TRAF3 is critical for initial T follicular helper cell specification via coordination of the IL-6R/IL-2R-BCL6 signaling nexus

CD4+ T follicular helper (TFH) cells are essential for orchestrating robust humoral immunity, yet the signals that initiate TFH cell differentiation are not fully understood. We identified that the adapter protein TRAF3 was required for TFH cell differentiation and function during systemic inflammatory infections. Loss of CD4+ T cell-intrinsic TRAF3 impaired chromatin remodeling and transcriptional programming essential for TFH cell initiation and instead augmented TH1 development and function. TRAF3-deficient CD4+ T cells exhibited altered interleukin-6 (IL-6) and IL-2 responsiveness, which were coupled to failures in BCL6 expression.

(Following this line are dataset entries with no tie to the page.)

PR #330, opened 2019-02-28
Generic sercret data

mbamber:
This makes the `generic_secret` resource export the data as a map (much in the same way as the data source of the same name.

This is useful when we want to obtain information from the resource metadata for use as an input to another resource. Data sources are not suitable in this case, as they have to be available at plan time.

Output of acceptance tests:
```bash
$ make testacc TESTARGS='-run=TestResourceGenericSecret'
TF_ACC=1 go test $(go list ./... |grep -v 'vendor') -v -run=TestResourceGenericSecret -timeout 120m
PASS
ok  	github.com/terraform-providers/terraform-provider-vault/util	0.021s [no tests to run]
--- PASS: TestResourceGenericSecret (6.99s)
--- PASS: TestResourceGenericSecret_deleted (5.26s)
PASS
ok  	github.com/terraform-providers/terraform-provider-vault/vault	12.264s
```

### DIFF
--- a/vault/resource_generic_secret.go
+++ b/vault/resource_generic_secret.go
@@ -60,6 +60,12 @@ func genericSecretResource() *schema.Resource {
 				Default:     false,
 				Description: "Don't attempt to read the token from Vault if true; drift won't be detected.",
 			},
+
+			"data": {
+				Type:        schema.TypeMap,
+				Computed:    true,
+				Description: "Map of strings read from Vault.",
+			},
 		},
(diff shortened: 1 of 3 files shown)


mbamber:
Is there anything I can do to help get this merged in? We are currently building and testing against our version of this provider, but would rather use the version maintained by yourself

Thanks

tyrannosaurus-becks:
Looks good, thank you!

PR #376, opened 2019-03-31
Upgrade SDK to v0.11

appilon:
As discussed this PR will upgrade the sdk to v0.11 with govendor. I had to update a few of the transitive dependencies. Upgrading from sdk v0.10 to v0.11 required remove `id` from schema definitions, there was 1 instance of that.


vault/resource_namespace.go
```diff
@@ -19,12 +19,6 @@ func namespaceResource() *schema.Resource {
 		},
 
 		Schema: map[string]*schema.Schema{
-			"id": {
```
tyrannosaurus-becks: Hey! I'm curious why this is stripped. [There's a general process](https://www.terraform.io/docs/extend/best-practices/deprecations.html#provider-attribute-removal) that Terraform usually performs when removing an attribute that we may want to follow here depending on the situation.

I did run the `resource_namespace_test.go` file against the current version of Vault enterprise and it did pass, so that piece is looking good.

appilon: Ah yes! `id` is a special attribute that the SDK actually automatically provides. It does not need to be declared in the schema, when upgrading from sdk v0.10 to v0.11 it is no longer allowed to declare it in the schema. So this is not a breaking change all configs can access the `id`!

tyrannosaurus-becks: :+1:

PR #377, opened 2019-04-01
Fix approle_secret-id exists return

jorgemarey:
Fix the return value of the exists function

### DIFF
--- a/vault/resource_approle_auth_backend_role_secret_id.go
+++ b/vault/resource_approle_auth_backend_role_secret_id.go
@@ -238,7 +238,7 @@ func approleAuthBackendRoleSecretIDExists(d *schema.ResourceData, meta interface
 	if err != nil {
 		// We need to check if the secret_id has expired
 		if util.IsExpiredTokenErr(err) {
-			return true, nil
+			return false, nil
 		}
 		return true, fmt.Errorf("error checking if AppRole auth backend role SecretID %q exists: %s", id, err)
 	}


vault/resource_approle_auth_backend_role_secret_id.go
```diff
@@ -238,7 +238,7 @@ func approleAuthBackendRoleSecretIDExists(d *schema.ResourceData, meta interface
 	if err != nil {
 		// We need to check if the secret_id has expired
 		if util.IsExpiredTokenErr(err) {
-			return true, nil
+			return false, nil
 		}
 		return true, fmt.Errorf("error checking if AppRole auth backend role SecretID %q exists: %s", id, err)
```
tyrannosaurus-becks: Looks like a secret ID exists when the Approle API returns a successful response with a body. A successful response with a nil body means there's no secret, and an error from the API means something went wrong and we don't know whether there's a secret ID.

Should we return false and an error for both line 241 _and_ line 243?

jorgemarey: I don't know. I guess terraform won't check the bool if there's an error. I left this to true because I saw that behaviour on other resources like:

https://github.com/terraform-providers/terraform-provider-vault/blob/master/vault/resource_approle_auth_backend_login.go#L182

https://github.com/terraform-providers/terraform-provider-vault/blob/master/vault/resource_approle_auth_backend_role.go#L370

But I'll made the change if you think that's more correct.

tyrannosaurus-becks: I think it would be cool to return an error on both 241 and 243 to flag that we don't know whether the secret ID exists. As for whether to also return true or false, yes I think you're right, it would be good to return true for both because of precedent, and because it doesn't matter too much anyways.

jorgemarey: In the 241 (the one with the change), I think we shouldn't return an error if the funciont IsExpiredTokenErr returns true. If it has expired and we return an error terraform won't try to create another one and will fail, so we should just return false and let terraform create a new token. Does that makes sense to you?

The same behaviour I'm explaining is shown here:

https://github.com/terraform-providers/terraform-provider-vault/blob/master/vault/resource_approle_auth_backend_login.go#L180

Currently, with the code as it is, when the secret_id has expired any execution of terraform will fail and instead it should just create a new secret_id.

tyrannosaurus-becks: OK! I think that's reasonable!

PR #380, opened 2019-04-04
ensure compatibility with Vault 1.0.X where role_type is not yet defined (appeared in 1.1.0)

aromeyer:
Ensure compatibility with Vault 1.0.X where role_type is not yet defined (appeared in 1.1.0)

### DIFF
--- a/vault/resource_jwt_auth_backend_role.go
+++ b/vault/resource_jwt_auth_backend_role.go
@@ -218,7 +218,10 @@ func jwtAuthBackendRoleRead(d *schema.ResourceData, meta interface{}) error {
 	}
 	d.Set("num_uses", tokenNumUses)
 
-	d.Set("role_type", resp.Data["role_type"].(string))
+	if resp.Data["role_type"] != nil {
+		d.Set("role_type", resp.Data["role_type"].(string))
+	}
+
 	d.Set("bound_subject", resp.Data["bound_subject"].(string))
 
 	if resp.Data["bound_cidrs"] != nil {


taldanzig:
👍 just ran into this and verified that this PR fixes the issue

tyrannosaurus-becks:
Hi @aromeyer , thanks for working on this!

So, to verify this fix, I ran the present tests for `resource_jwt_auth_backend_role` against Vault 1.0.3 and I was able to reproduce the panic. Just to make sure it wasn't happening presently, I also ran against version 1.1.2 of Vault, and found the same tests passed.

Then I pulled your branch here and ran the same tests against 1.0.3. I found that while the tests didn't panic, they did fail with this output:
```
--- FAIL: TestAccJWTAuthBackendRole_import (0.05s)
    testing.go:538: Step 1 error: ImportStateVerify attributes not equivalent. Difference is shown below. Top is actual, bottom is expected.
        
        (map[string]string) {
        }
        
        
        (map[string]string) (len=1) {
         (string) (len=9) "role_type": (string) (len=3) "jwt"
        }
```
However, using this code against Vault 1.1.2 still had the tests pass. 

Just curious, do the tests pass for you if you use the version of this provider that was available at the same time as the version of Vault you're using? If so, does it make sense to stick with that?

tyrannosaurus-becks:
Closing because we'd prefer not to attempt to support past versions of Vault with the present Terraform Vault Provider. If possible, please use the version of the provider that was available at that time. Thank you!

PR #492, opened 2019-08-07
Use Mutex to lock Identity Group Updates

lawliet89:
Use the same mutex mechanism used in #488 to lock Identity groups updates.


tyrannosaurus-becks:
Thank you!

PR #493, opened 2019-08-07
Add vault azure secret backend role

petems:
Now #481 is merged, now lets create the role for azure secrets! 😄 

This one's a bit trickier to test, as it requires real subscription information...

So for the test you'll require the following environment variables:

ARM_TENANT_ID
ARM_CLIENT_ID
ARM_CLIENT_SECRET
ARM_RESOURCE_GROUP

The resource group you can create with the CLI, or use an existing one if needed:

`az group create --name 'azure-vault-tf-testing' && export ARM_RESOURCE_GROUP="azure-vault-tf-testing"`

So, you'll need to create a service principal, then enable the permissions to create new accounts from that account, which is only possible with Powershell 😭  (so you have to do it from the Azure Cloud Shell)

Doc to do that: https://www.terraform.io/docs/providers/azuread/auth/service_principal_configuration.html


petems:
From my personal testing with my setup:

```hcl
	subscription_id = "<REDACTED>"
	tenant_id = "<REDACTED>"
	client_id = "<REDACTED>"
	client_secret = "<REDACTED>"
}

resource "vault_azure_secret_backend_role" "test" {
  backend                     = "${vault_azure_secret_backend.azure.path}"
  role                        = "test"
  ttl                         = 300
	max_ttl                   = 600
	description				  = "Test for Vault Provider"

	azure_roles {
    role_name = "Reader"
    scope =  "/subscriptions/<REDACTED>/resourceGroups/psouter-vault-secret-azure-backend"
  }
}
```

```
$ 2019-08-07T22:23:09.490+0100 [INFO]  core: successful mount: namespace= path=azure/ type=azure
```

```
$ vault list azure/roles
Keys
----
test
```


```
$ vault read azure/creds/test
Key                Value
---                -----
lease_id           azure/creds/test/[...]
[...]
```

petems:
To remind myself, the full CLI command I ran was:

`envchain azure ENV ARM_RESOURCE_GROUP=psouter-vault-secret-azure-backend TF_ACC=1 go test -timeout 30s github.com/terraform-providers/terraform-provider-vault/vault -run '^(TestAzureSecretBackendRole)$' -v`

vault/resource_azure_secret_backend_role.go
```diff
@@ -0,0 +1,210 @@
...
+			},
+			"application_object_id": {
+				Type:        schema.TypeString,
+				Optional:    true,
+				Description: "Application Object ID for an existing service principal that will be used instead of creating dynamic service principals.",
+			},
+			"ttl": {
+				Type:        schema.TypeString,
+				Optional:    true,
+				Description: "Human-friendly description of the mount for the backend.",
```
tyrannosaurus-becks: Needs updating, not accurate for ttl.

vault/resource_azure_secret_backend_role.go
```diff
@@ -0,0 +1,210 @@
...
+			},
+			"max_ttl": {
+				Type:        schema.TypeString,
+				Optional:    true,
+				Description: "Human-friendly description of the mount for the backend.",
```
tyrannosaurus-becks: Here too.

vault/resource_azure_secret_backend_role.go
```diff
@@ -0,0 +1,210 @@
...
+func azureSecretBackendRoleUpdate(d *schema.ResourceData, meta interface{}) error {
+	client := meta.(*api.Client)
+	path := d.Id()
+
+	data := map[string]interface{}{}
+	azureSecretBackendRoleUpdateFields(d, data)
+
+	log.Printf("[DEBUG] Updating role %q in Azure Secret backend", path)
+	_, err := client.Logical().Write(path, data)
+	if err != nil {
```
tyrannosaurus-becks: This is unimportant and the code looks great as-is. I wanted to share a tip here - sometimes with stuff like this I instead do:
```
if _, err := client.Logical().Write(path, data); err != nil {
    ...
}
```
The benefit is that the err then is only available inside the if statement. It's a slightly more defensive way to code because it doesn't leave the err available for somebody else to accidentally misuse lower down - like for them to accidentally use it in a different goroutine (which would cause a race), or to accidentally interpret an err from here as an err from there. 

Not at all a necessity, just thought I would share in case you felt like adopting this somewhere down the line. This code still looks very good and this is more cake frosting stuff.

vault/resource_azure_secret_backend_role.go
petems: Damn, too much copypasta, will fix!

vault/resource_azure_secret_backend_role.go
petems: Yep, makes a lot of sense, happy to fix! 👍

PR #495, opened 2019-08-08
Fix Non-Exclusive Behaviour of `identity_group_policies`

lawliet89:
This PR uses the same utility functions added in https://github.com/terraform-providers/terraform-provider-vault/pull/488 and should not result in any merge conflicts.

### DIFF
--- a/vault/resource_identity_group.go
+++ b/vault/resource_identity_group.go
@@ -255,7 +255,7 @@ func readIdentityGroupPolicies(client *api.Client, groupID string) ([]interface{
 		return nil, err
 	}
 	if resp == nil {
-		return nil, fmt.Errorf("error reading IdentityGroup does not exist: %s", groupID)
+		return nil, fmt.Errorf("error IdentityGroup %s does not exist", groupID)
 	}
 
 	if v, ok := resp.Data["policies"]; ok && v != nil {
@@ -264,6 +264,7 @@ func readIdentityGroupPolicies(client *api.Client, groupID string) ([]interface{
 	return make([]interface{}, 0), nil
 }
 
+// This function may return `nil` for the IdentityGroup if it does not exist
 func readIdentityGroup(client *api.Client, groupID string) (*api.Secret, error) {
 	path := identityGroupIDPath(groupID)
 	log.Printf("[DEBUG] Reading IdentityGroup %s from %q", groupID, path)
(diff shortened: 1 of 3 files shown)


tyrannosaurus-becks:
Hi @lawliet89 ! Weirdly, GH is still showing those utility functions in the diff even though I merged them to master. Would you be willing to pull master and push it up to fix the diff?

lawliet89:
@tyrannosaurus-becks I have done a rebase with master.

vault/resource_identity_group.go
```diff
@@ -249,23 +249,28 @@ func identityGroupIDPath(id string) string {
...
-	if resp, err := readIdentityGroup(client, groupId); err != nil {
-		return nil, fmt.Errorf("error reading IdentityGroup policies %q: %s", groupId, err)
-	} else {
-		presentPolicies = resp.Data["policies"].([]interface{})
+func readIdentityGroupPolicies(client *api.Client, groupID string) ([]interface{}, error) {
+	resp, err := readIdentityGroup(client, groupID)
+	if err != nil {
+		return nil, err
+	}
+	if resp == nil {
```
tyrannosaurus-becks: Nice catch here that the response can be nil.

vault/resource_identity_group.go
```diff
@@ -249,23 +249,28 @@ func identityGroupIDPath(id string) string {
...
+	if v, ok := resp.Data["policies"]; ok && v != nil {
+		return v.([]interface{}), nil
+	}
+	return make([]interface{}, 0), nil
 }
 
-func readIdentityGroup(client *api.Client, groupId string) (*api.Secret, error) {
-	path := identityGroupIDPath(groupId)
-	log.Printf("[DEBUG] Reading IdentityGroup %s from %q", groupId, path)
+func readIdentityGroup(client *api.Client, groupID string) (*api.Secret, error) {
```
tyrannosaurus-becks: Might be nice to add a comment just above this function letting folks know that the resp can be nil.

vault/resource_identity_group_policies.go
```diff
@@ -128,11 +91,7 @@ func identityGroupPoliciesRead(d *schema.ResourceData, meta interface{}) error {
 
 	resp, err := readIdentityGroup(client, id)
 	if err != nil {
-		// We need to check if the secret_id has expired
-		if util.IsExpiredTokenErr(err) {
```
tyrannosaurus-becks: Should we strip this out?

lawliet89: It doesn't really make sense to be here. I think it was just a copy/paste from another resource by the original author. If the user's Vault Token has expired, the whole operation should fail anyway.

vault/resource_identity_group.go
lawliet89: Done.

PR #500, opened 2019-08-13
Fix missing sidebar links and broken links

lawliet89:


greut:
:+1: also `vault_transit_secret_backend_key`.

https://github.com/terraform-providers/terraform-provider-vault/pull/477

PR #507, opened 2019-08-21
Fix name for all references to organization_units.

damomurf:
Retry of #397 as it was closed:

The allowed_organization_units field on a cert_auth_backend_role resource in Terraform is labelled incorrectly when it should be allowed_organizational_units. This change adapts to the difference and ensures the value is actually set and read properly from vault.

The intent behind the existing tests is unclear to me and certainly doesn't complain before or after the change in this PR.

All references to the incorrectly named field have bee changed.

### DIFF
--- a/vault/resource_cert_auth_backend_role.go
+++ b/vault/resource_cert_auth_backend_role.go
@@ -62,7 +62,7 @@ func certAuthBackendRoleResource() *schema.Resource {
 			Optional: true,
 			Computed: true,
 		},
-		"allowed_organization_units": {
+		"allowed_organizational_units": {
 			Type: schema.TypeSet,
 			Elem: &schema.Schema{
 				Type: schema.TypeString,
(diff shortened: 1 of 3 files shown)


lawliet89:
This might be a breaking change and you might need to deprecate the old attribute first.

>The intent behind the existing tests is unclear to me and certainly doesn't complain before or after the change in this PR.

The test is checking whether an API returned attribute, if it exists, is set correctly in the state or not. Since the previous attribute being tested for did not exist, the test for that attribute is simply skipped.

tyrannosaurus-becks:
@damomurf thanks for your work on this. Yes, @lawliet89 is correct and I should have pointed that out on my previous review that you linked. For this, we'll need to follow [best practices](https://www.terraform.io/docs/extend/best-practices/deprecations.html#renaming-an-optional-attribute) for renaming an optional attribute, rather than immediately updating it. That will help folks with upgrading to the corrected spelling without experiencing their current configs breaking.

tyrannosaurus-becks:
Closing due to lack of activity. Please feel free to reopen this if you get a chance to circle back around. Thanks!

PR #530, opened 2019-09-05
Add root_rotation_statements to vault_database_secret_backend_connection

### LINKED ISSUE #527: Support root_rotation_statements attribute
The `root_rotation_statements` argument should be supported as a top level attribute on `vault_database_secret_backend_connection` I think.
See the Vault API docs here: https://www.vaultproject.io/api/secret/databases/index.html#configure-connection

You can sorta workaround this by putting it in the `data` map but its not a sensitive attribute and would be nice if it was supported properly as it's own thing!

Related to #202

hamishforbes:
Fixes #527


hamishforbes:
Sure, added!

Enforced expression of either IL-6 receptor or BCL6 or blockade of IL-2 signaling was sufficient to rescue TFH cell differentiation. Human CD4+ T cells lacking TRAF3 exhibited impaired TFH polarization, supporting a conserved mechanism by which TRAF3 regulates CD4+ T cell fate determination. Thus, TRAF3 functions at the nexus of cytokine, transcriptional, and epigenetic nodes that promote the TFH cell specification during infection.